I have added a video to show how it looks like without dividing by scaling factor. If you divide it by -10, it somwhat shows near the pointcloud in the rviz. If you divide it by 100 (say cm to meter conversion, it's very close.

Here is a video demonstration: https://youtu.be/fDfqkyQhPig. In rviz, the grid size is 1m and there are in total 10 grids.

Interesting thing is that the object scale that network head is predicting is saying the object scale is somewhat close to the original scale that it was trained for. So the ret dictionary is also predicting the object scale like this:

'obj_scale': array([1.4041487, 0.9990581, 1.0546126]

But when I try to visualize the object as a marker, that's way big. So, I assume the error is coming from that thing as if the object's 2d keypoints are calculated correctly in image frame but calculating those keypoints (kps_3d_cam) which are far apart (doesnot correspond to actual box units) during pnp step is somewhat wrong.

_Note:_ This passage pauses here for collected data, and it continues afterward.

PR #6069, opened 2025-05-02
Support Multi-Objective Optimization `GPSampler`

nabenabe0928:
## Motivation

This PR adds the multi-objective GPSampler as a followup of these PRs:
- https://github.com/optuna/optuna/pull/6039
- https://github.com/optuna/optuna/pull/6052

## Description of the changes

- Modify GPSampler so that the multi-objective optimization is supported

### DIFF
--- a/optuna/samplers/_gp/sampler.py
+++ b/optuna/samplers/_gp/sampler.py
@@ -297,9 +297,7 @@ class GPSampler(BaseSampler):
                 n_pareto_sols = len(pareto_params)
                 # TODO(nabenabe): Verify the validity of this choice.
                 size = min(self._n_local_search // 2, n_pareto_sols)
-                chosen_indices = self._rng.rng.choice(
-                    n_pareto_sols, size=size, replace=False
-                )
+                chosen_indices = self._rng.rng.choice(n_pareto_sols, size=size, replace=False)
                 best_params = pareto_params[chosen_indices]
         else:
             assert (
--- a/optuna/samplers/_gp/sampler.py
+++ b/optuna/samplers/_gp/sampler.py
@@ -119,6 +119,7 @@ class GPSampler(BaseSampler):
 
         # Control parameters of the acquisition function optimization.
         self._n_preliminary_samples: int = 2048
+        # NOTE(nabenabe): ehvi in BoTorchSampler uses 20.
         self._n_local_search = 10
         self._tol = 1e-4
 
--- a/optuna/samplers/_gp/sampler.py
+++ b/optuna/samplers/_gp/sampler.py
@@ -109,6 +109,7 @@ class GPSampler(BaseSampler):
         self._log_prior: Callable[[gp.KernelParamsTensor], torch.Tensor] = prior.default_log_prior
         self._minimum_noise: float = prior.DEFAULT_MINIMUM_NOISE_VAR
         # We cache the kernel parameters for initial values of fitting the next time.
+        # TODO(nabenabe): Make the cache lists system_attrs to make GPSampler stateless.
         self._kernel_params_cache_list: list[gp.KernelParamsTensor] | None = None
         self._constraints_kernel_params_cache: list[gp.KernelParamsTensor] | None = None
         self._deterministic = deterministic_objective
--- a/optuna/samplers/_gp/sampler.py
+++ b/optuna/samplers/_gp/sampler.py
@@ -1,5 +1,7 @@
 from __future__ import annotations
 
+from collections.abc import Callable
+from collections.abc import Sequence
 from typing import Any
 from typing import TYPE_CHECKING
 import warnings
@@ -9,6 +11,7 @@ import numpy as np
 import optuna
 from optuna._experimental import experimental_class
 from optuna._experimental import warn_experimental_argument
+from optuna.distributions import BaseDistribution
 from optuna.samplers._base import _CONSTRAINTS_KEY
 from optuna.samplers._base import _process_constraints_after_trial
 from optuna.samplers._base import BaseSampler
@@ -20,9 +23,6 @@ from optuna.trial import TrialState
 
 
 if TYPE_CHECKING:
-    from collections.abc import Callable
-    from collections.abc import Sequence
-
     import torch
 
     import optuna._gp.acqf as acqf
@@ -30,7 +30,6 @@ if TYPE_CHECKING:
     import optuna._gp.optim_mixed as optim_mixed
     import optuna._gp.prior as prior
     import optuna._gp.search_space as gp_search_space
-    from optuna.distributions import BaseDistribution
     from optuna.study import Study
 else:
     from optuna._imports import _LazyImport
--- a/optuna/samplers/_gp/sampler.py
+++ b/optuna/samplers/_gp/sampler.py
@@ -208,7 +208,7 @@ class GPSampler(BaseSampler):
     def sample_relative(
         self, study: Study, trial: FrozenTrial, search_space: dict[str, BaseDistribution]
     ) -> dict[str, Any]:
-        if len(study.directions) > 1:
+        if study._is_multi_objective():
             if self._constraints_func is not None:
                 raise ValueError(
                     f"{self.__class__.__name__} has not supported multi-objective optimization "
--- a/optuna/samplers/_gp/sampler.py
+++ b/optuna/samplers/_gp/sampler.py
@@ -302,7 +302,7 @@ class GPSampler(BaseSampler):
                 )
                 best_params = pareto_params[chosen_indices]
         else:
-            assert len(kernel_params_list) == 1, "Multi-objective has not been supported."
+            assert n_objectives == len(kernel_params_list) == 1, "Multi-objective has not been supported."
             constraint_vals, is_feasible = _get_constraint_vals_and_feasibility(study, trials)
             is_all_infeasible = not np.any(is_feasible)
 
--- a/optuna/samplers/_gp/sampler.py
+++ b/optuna/samplers/_gp/sampler.py
@@ -2,7 +2,6 @@ from __future__ import annotations
 
 from typing import Any
 from typing import TYPE_CHECKING
-import warnings
 
 import numpy as np
 
--- a/optuna/samplers/_gp/sampler.py
+++ b/optuna/samplers/_gp/sampler.py
@@ -337,10 +337,6 @@ class GPSampler(BaseSampler):
         param_distribution: BaseDistribution,
     ) -> Any:
         if len(study.directions) > 1:
-            warnings.warn(
-                f"Multi-objective optimization by {self.__class__.__name__} is an experimental "
-                "feature. The interface can change in the future."
-            )
             if self._constraints_func is not None:
                 raise ValueError(
                     f"{self.__class__.__name__} has not supported multi-objective optimization "
--- a/optuna/samplers/_gp/sampler.py
+++ b/optuna/samplers/_gp/sampler.py
@@ -1,27 +1,28 @@
 from __future__ import annotations
 
-from collections.abc import Callable
-from collections.abc import Sequence
 from typing import Any
-from typing import cast
 from typing import TYPE_CHECKING
+import warnings
 
 import numpy as np
 
 import optuna
 from optuna._experimental import experimental_class
 from optuna._experimental import warn_experimental_argument
-from optuna.distributions import BaseDistribution
 from optuna.samplers._base import _CONSTRAINTS_KEY
 from optuna.samplers._base import _process_constraints_after_trial
 from optuna.samplers._base import BaseSampler
 from optuna.samplers._lazy_random_state import LazyRandomState
 from optuna.study import StudyDirection
+from optuna.study._multi_objective import _is_pareto_front
 from optuna.trial import FrozenTrial
 from optuna.trial import TrialState
 
 
 if TYPE_CHECKING:
+    from collections.abc import Callable
+    from collections.abc import Sequence
+
     import torch
 
     import optuna._gp.acqf as acqf
@@ -29,6 +30,7 @@ if TYPE_CHECKING:
     import optuna._gp.optim_mixed as optim_mixed
     import optuna._gp.prior as prior
     import optuna._gp.search_space as gp_search_space
+    from optuna.distributions import BaseDistribution
     from optuna.study import Study
 else:
     from optuna._imports import _LazyImport
@@ -42,6 +44,14 @@ else:
 
 
 EPS = 1e-10
+
+
+def _standardize_values(values: np.ndarray) -> tuple[np.ndarray, np.ndarray, np.ndarray]:
+    clipped_values = gp.warn_and_convert_inf(values)
+    means = np.mean(clipped_values, axis=0)
+    stds = np.std(clipped_values, axis=0)
+    standardized_values = (clipped_values - means) / np.maximum(EPS, stds)
+    return standardized_values, means, stds
 
 
 @experimental_class("3.6.0")
@@ -79,7 +89,8 @@ class GPSampler(BaseSampler):
             Whether the objective function is deterministic or not.
             If :obj:`True`, the sampler will fix the noise variance of the surrogate model to
             the minimum value (slightly above 0 to ensure numerical stability).
-            Defaults to :obj:`False`.
+            Defaults to :obj:`False`. Currently, all the objectives will be assume to be
+            deterministic if :obj:`True`.
     """
 
     def __init__(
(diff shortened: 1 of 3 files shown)


c-bata:
@kAIto47802 @HideakiImamura Could you review this PR?

nabenabe0928:
Performance Assessment:

hh-wfg-9d-2objectives
hh-wfg-9d-4objectives

Runtime Assessment:
runtime-wfg-9d-4objectives

runtime-wfg-9d-2objectives

optuna/samplers/_gp/sampler.py
```diff
@@ -214,42 +223,77 @@ def sample_relative(
...
+                    qmc_seed=self._rng.rng.randint(1 << 30),
+                )
+                pareto_params = normalized_params[
+                    _is_pareto_front(standardized_score_vals, assume_unique_lexsorted=False)
+                ]
+                n_pareto_sols = len(pareto_params)
+                size = min(self._n_local_search // 2, n_pareto_sols)
+                chosen_indices = self._rng.rng.choice(
+                    np.arange(n_pareto_sols), size=size, replace=False
+                )
```
HideakiImamura, line 293: If the solution on the Pareto-front is large enough, you randomly select `n_local_search // 2` solutions from it as `best_params`. Is there any reference for this selection?

optuna/samplers/_gp/sampler.py
```diff
@@ -214,42 +223,77 @@ def sample_relative(
...
+            if n_objectives == 1:
+                assert len(kernel_params_list) == 1
+                acqf_params = acqf.create_acqf_params(
+                    acqf_type=acqf.AcquisitionFunctionType.LOG_EI,
+                    kernel_params=kernel_params_list[0],
+                    search_space=internal_search_space,
+                    X=normalized_params,
+                    Y=standardized_score_vals[:, 0],
+                )
+                best_params = normalized_params[np.argmax(standardized_score_vals), np.newaxis]
```
HideakiImamura, line 267: The shape of `best_params` is changed. Is `self._optimize_acqf` designed to work with the new shape?

optuna/samplers/_gp/sampler.py
```diff
@@ -214,42 +223,77 @@ def sample_relative(
...
+                    _is_pareto_front(standardized_score_vals, assume_unique_lexsorted=False)
+                ]
+                n_pareto_sols = len(pareto_params)
+                size = min(self._n_local_search // 2, n_pareto_sols)
+                chosen_indices = self._rng.rng.choice(
+                    np.arange(n_pareto_sols), size=size, replace=False
+                )
+                best_params = pareto_params[chosen_indices]
         else:
+            assert len(kernel_params_list) == 1, "Multi-objective has not been supported."
```
HideakiImamura, line 296: The error message is not user-friendly. How about the following?
```suggestion
            assert len(kernel_params_list) == 1, "Multi-objective and constrained optimization is not supported yet in the `GPSampler`."
```

HideakiImamura: In addition, it would be great to add some documents on the `GPSampler` (maybe on its `constraints_func` argument).

optuna/samplers/_gp/sampler.py
```diff
@@ -289,7 +333,17 @@ def sample_independent(
...
+        if len(study.directions) > 1:
+            warnings.warn(
+                f"Multi-objective optimization by {self.__class__.__name__} is an experimental "
+                "feature. The interface can change in the future."
+            )
+            if self._constraints_func is not None:
+                raise ValueError(
+                    f"{self.__class__.__name__} has not supported multi-objective optimization "
+                    "with constraints."
+                )
```
HideakiImamura, line 345: This error should be raised more earlier. How about raising in the `sample_relative`?

optuna/samplers/_gp/sampler.py
```diff
@@ -289,7 +333,17 @@ def sample_independent(
         param_name: str,
         param_distribution: BaseDistribution,
     ) -> Any:
-        self._raise_error_if_multi_objective(study)
+        if len(study.directions) > 1:
+            warnings.warn(
+                f"Multi-objective optimization by {self.__class__.__name__} is an experimental "
+                "feature. The interface can change in the future."
+            )
```
HideakiImamura, line 340: `GPSampler` itself is experimental. So, I don't think we need to add an optional experimental warning for the multi-objective optimization.

tests/samplers_tests/test_samplers.py
HideakiImamura, line 1: It seems that there is no test for `GPSampler` in the multi-objective and constrained optimization setting. Could you add the testcase to validate the error?

HideakiImamura (commented):
Thank you for the PR. I have several comments. Could you take a look?

HideakiImamura:
Thank you for the performance comparison experiments. The runtime speed performance looks very good. `GPSampler` is significantly faster than `BoTorchSampler`. I'm concerned about the hypervolume performance of `GPSampler`. The `GPSampler` is not necessarily superior to the `BoTorchSampler` in terms of hypervolume. In fact, it seems to lose in more cases. How should this be interpreted?

optuna/samplers/_gp/sampler.py
nabenabe0928: No, this is a heuristic inspired from the single-objective optimization by `GPSampler`.
We can also follow the BoTorch convention if necessary.

optuna/samplers/_gp/sampler.py
nabenabe0928: Btw, I noticed that we do not have the documentation for `constraints_func`, so I made another PR to add it.
- https://github.com/optuna/optuna/pull/6081

optuna/samplers/_gp/sampler.py
nabenabe0928: Yes, it is.

image

optuna/samplers/_gp/sampler.py
HideakiImamura: I see. This raises a performance concern. In multi-objective optimization, unlike single-objective optimization, there are multiple Pareto-optimal solutions to reach (and in many cases, there are infinitely many). Therefore, we should ideally start from multiple points for each of these infinitely many Pareto solutions. Of course, that is not feasible, but at the very least, shouldn’t we be optimizing the acquisition function toward Pareto solutions using a larger number of initial points compared to single-objective optimization? I suspect that this might be the reason for the performance difference compared to BoTorch. How does BoTorch handle this?

optuna/samplers/_gp/sampler.py
HideakiImamura: Sounds reasonable.

nabenabe0928:
I document the differences between `BoTorchSampler` and `GPSampler` at the time of this comment:
- Number of local search: 20 ([BoTorchSampler](https://github.com/optuna/optuna-integration/blob/v4.3.0/optuna_integration/botorch/botorch.py#L454)) vs 10 ([GPSampler](https://github.com/optuna/optuna/blob/v4.3.0/optuna/samplers/_gp/sampler.py#L141))
- Number of warm start sampling (QMC): 1024 ([BoTorchSampler](https://github.com/optuna/optuna-integration/blob/v4.3.0/optuna_integration/botorch/botorch.py#L455)) vs 2048 ([GPSampler](https://github.com/optuna/optuna/blob/v4.3.0/optuna/samplers/_gp/sampler.py#L140))
- Warm start sampling selection: Roulette selection with standardization ([BoTorchSampler](https://github.com/pytorch/botorch/blob/v0.14.0/botorch/optim/initializers.py#L942)) vs Roulette selection by the ratios with the maximum acquisition function value ([GPSampler](https://github.com/optuna/optuna/blob/v4.3.0/optuna/_gp/optim_mixed.py#L301-L304))
- Reference point: minimum minus small value ([BoTorchSampler](https://github.com/optuna/optuna-integration/blob/v4.3.0/optuna_integration/botorch/botorch.py#L433)) vs Same as `TPESampler` ([GPSampler](https://github.com/nabenabe0928/optuna/blob/5efa6342bd9cb2b04053e8bbbc37880ca5b3f960/optuna/_gp/acqf.py#L177-L178))
- EVHI calculation: Monte-Carlo expectation of HVI values based on [`log_fatplus`](https://github.com/pytorch/botorch/blob/v0.14.0/botorch/utils/safe_math.py#L288)  ([BoTorchSampler](https://github.com/pytorch/botorch/blob/v0.13.0/botorch/acquisition/multi_objective/logei.py#L146-L266)) vs Monte-Carlo expectation of the exact HVI values ([GPSampler](https://github.com/optuna/optuna/blob/5efa6342bd9cb2b04053e8bbbc37880ca5b3f960/optuna/_gp/acqf.py#L53-L57))

> [!NOTE]
> The default configuration of the logEHVI in BoTorch is available [here](https://github.com/pytorch/botorch/blob/v0.14.0/botorch/acquisition/input_constructors.py#L984).

optuna/samplers/_gp/sampler.py
```diff
@@ -214,42 +229,80 @@ def sample_relative(
...
         ) = gp_search_space.get_search_space_and_normalized_params(trials, search_space)
 
-        _sign = -1.0 if study.direction == StudyDirection.MINIMIZE else 1.0
-        score_vals = np.array([_sign * cast(float, trial.value) for trial in trials])
-
-        score_vals = gp.warn_and_convert_inf(score_vals)
-        standardized_score_vals = (score_vals - np.mean(score_vals)) / max(EPS, np.std(score_vals))
+        _sign = np.array([-1.0 if d == StudyDirection.MINIMIZE else 1.0 for d in study.directions])
+        standardized_score_vals, _, _ = _standardize_values(
+            values=gp.warn_and_convert_inf(_sign * np.array([trial.values for trial in trials]))
```
kAIto47802, line 234: Since `gp.warn_and_convert_inf` is called at the beginning of `_standardize_values`, this call is duplicated.
```suggestion
            _sign * np.array([trial.values for trial in trials])
```

kAIto47802 (changes requested):
I've just started my review, but for now, I'll leave some comments on what I've noticed so far. PTAL :octocat:

kAIto47802 (changes requested):

kAIto47802 (changes requested):

optuna/samplers/_gp/sampler.py
HideakiImamura: Could you check this comment?

HideakiImamura (commented):
Thanks for the update. Basically, LGTM. I have some additional comments. PTAL.

optuna/samplers/_gp/sampler.py
nabenabe0928: Although BoTorch itself does not have a fixed parameter for the number of local searches, `BoTorchSampler` does have it.
- Number of local search: 20 ([BoTorchSampler](https://github.com/optuna/optuna-integration/blob/v4.3.0/optuna_integration/botorch/botorch.py#L454)) vs 10 ([GPSampler](https://github.com/optuna/optuna/blob/v4.3.0/optuna/samplers/_gp/sampler.py#L141))

I would like you to refer to this comment for more details:
- https://github.com/optuna/optuna/pull/6069#issuecomment-2875949475

nabenabe0928:
@HideakiImamura 

I responded to your comment:
- https://github.com/optuna/optuna/pull/6069#discussion_r2092223696

For now, I left a comment here:

- https://github.com/optuna/optuna/pull/6069/files#diff-fe893dd86f2d66f2d847ab31510f07079718c70f104067a431616cd4117214b8R298

We can surely discuss what parameters to use in another PR!

optuna/samplers/_gp/sampler.py
```diff
@@ -99,15 +108,20 @@ def __init__(
...
-        self._optimize_n_samples: int = 2048
         self._deterministic = deterministic_objective
         self._constraints_func = constraints_func
 
         if constraints_func is not None:
             warn_experimental_argument("constraints_func")
 
+        # Control parameters of the acquisition function optimization.
+        self._n_preliminary_samples: int = 2048
+        self._n_local_search = 10
```
nabenabe0928, line 122:
```suggestion
        # NOTE(nabenabe): ehvi in BoTorchSampler uses 20.
        self._n_local_search = 10
```

optuna/samplers/_gp/sampler.py
```diff
@@ -198,7 +208,11 @@ def _get_constraints_acqf_params(
     def sample_relative(
         self, study: Study, trial: FrozenTrial, search_space: dict[str, BaseDistribution]
     ) -> dict[str, Any]:
-        self._raise_error_if_multi_objective(study)
+        if study._is_multi_objective() and self._constraints_func is not None:
+            sampler_name = self.__class__.__name__
+            raise ValueError(
+                f"{sampler_name} has not supported constrained multi-objective optimization "
+            )
```
nabenabe0928, line 215:
```suggestion
            raise ValueError(
                "GPSampler has not supported constrained multi-objective optimization "
            )
```

optuna/samplers/_gp/sampler.py
```diff
@@ -214,42 +228,83 @@ def sample_relative(
...
+                        )
+                    )
+                acqf_params = acqf.MultiObjectiveAcquisitionFunctionParams.from_acqf_params(
+                    acqf_params_for_objectives=acqf_params_for_objectives,
+                    Y=standardized_score_vals,
+                    n_qmc_samples=128,  # NOTE(nabenabe): The BoTorch default value.
+                    qmc_seed=self._rng.rng.randint(1 << 30),
+                )
+                pareto_params = normalized_params[
+                    _is_pareto_front(standardized_score_vals, assume_unique_lexsorted=False)
```
nabenabe0928, line 295:
```suggestion
                    _is_pareto_front(-standardized_score_vals, assume_unique_lexsorted=False)
```

optuna/samplers/_gp/sampler.py
```diff
@@ -198,7 +209,10 @@ def _get_constraints_acqf_params(
     def sample_relative(
         self, study: Study, trial: FrozenTrial, search_space: dict[str, BaseDistribution]
     ) -> dict[str, Any]:
-        self._raise_error_if_multi_objective(study)
+        if study._is_multi_objective() and self._constraints_func is not None:
+            raise ValueError(
+                "GPSampler has not supported constrained multi-objective optimization "
```
kAIto47802, line 214:
```suggestion
                "GPSampler has not yet supported constrained multi-objective optimization."
```

kAIto47802 (changes requested):

HideakiImamura (approved):
Thanks! LGTM!

optuna/samplers/_gp/sampler.py
```diff
@@ -214,42 +228,83 @@ def sample_relative(
...
+                        )
+                    )
+                acqf_params = acqf.MultiObjectiveAcquisitionFunctionParams.from_acqf_params(
+                    acqf_params_for_objectives=acqf_params_for_objectives,
+                    Y=standardized_score_vals,
+                    n_qmc_samples=128,  # NOTE(nabenabe): The BoTorch default value.
+                    qmc_seed=self._rng.rng.randint(1 << 30),
+                )
+                pareto_params = normalized_params[
+                    _is_pareto_front(-standardized_score_vals, assume_unique_lexsorted=False)
```
kAIto47802, line 295: Since the sign has changed in https://github.com/optuna/optuna/pull/6069/commits/81e7e8e4b4ef3f98b676c50183e96bf38ced2eba and the choice has changed from the worst one to the best one, the benchmarking results might become different.

nabenabe0928: Yeap, you are right. I will work on it in another timing!

kAIto47802 (approved):

optuna/samplers/_gp/sampler.py
```diff
@@ -214,42 +228,83 @@ def sample_relative(
...
+                ]
+                n_pareto_sols = len(pareto_params)
+                # TODO(nabenabe): Verify the validity of this choice.
+                size = min(self._n_local_search // 2, n_pareto_sols)
+                chosen_indices = self._rng.rng.choice(
+                    np.arange(n_pareto_sols), size=size, replace=False
```
kAIto47802, line 301: This would be sufficient:
```suggestion
                    n_pareto_sols, size=size, replace=False
```

nabenabe0928:
Other than these,
- https://github.com/optuna/optuna/pull/6069#issuecomment-2875949475

The prior for the kernel hyperparameters is different from BoTorch, whose prior follows [this paper](https://arxiv.org/abs/2402.02229).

jaiveersinghNV commented 1 year ago

We've recently made a substantial upgrade to the Isaac ROS CenterPose package as part of our latest release. Could you try again with the latest version and see if you're still experiencing the same problem?

kajananchinniahNV commented 1 year ago

Hello, here are my responses to your questions:

A scale factor is expected. CenterPose can only detect poses and bounding box dimensions up to a scale. Due to this, a scale factor is expected. Please read the Robot experiment section of the original paper to see ideas to get the detections in metric units. The original paper simply used the height of the object as a scaling factor. We exposed a parameter called height in our previous release (we've updated it to cuboid_scaling_factor for this release) that you can use to scale the bounding box size. Have you confirmed that you're getting a similar result on a test image from the original repository?

Reviewing the documentation about OpenCV's PnP computation might help. Please ensure that the points are represented in the correct frame before applying a transformation to camera's base frame.

Just to clarify, are both the quaternion values and position values off? Converting the quaternion to an alternative representation might be useful to assess how off the values are.

The bounding box sizes are also only up to a scale, and hence must be scaled as well.

It's probably also a good idea to visualize the reprojected 2d keypoints rather than the keypoints before projection in order to help debug this issue.

Hope this helps and covers your issues!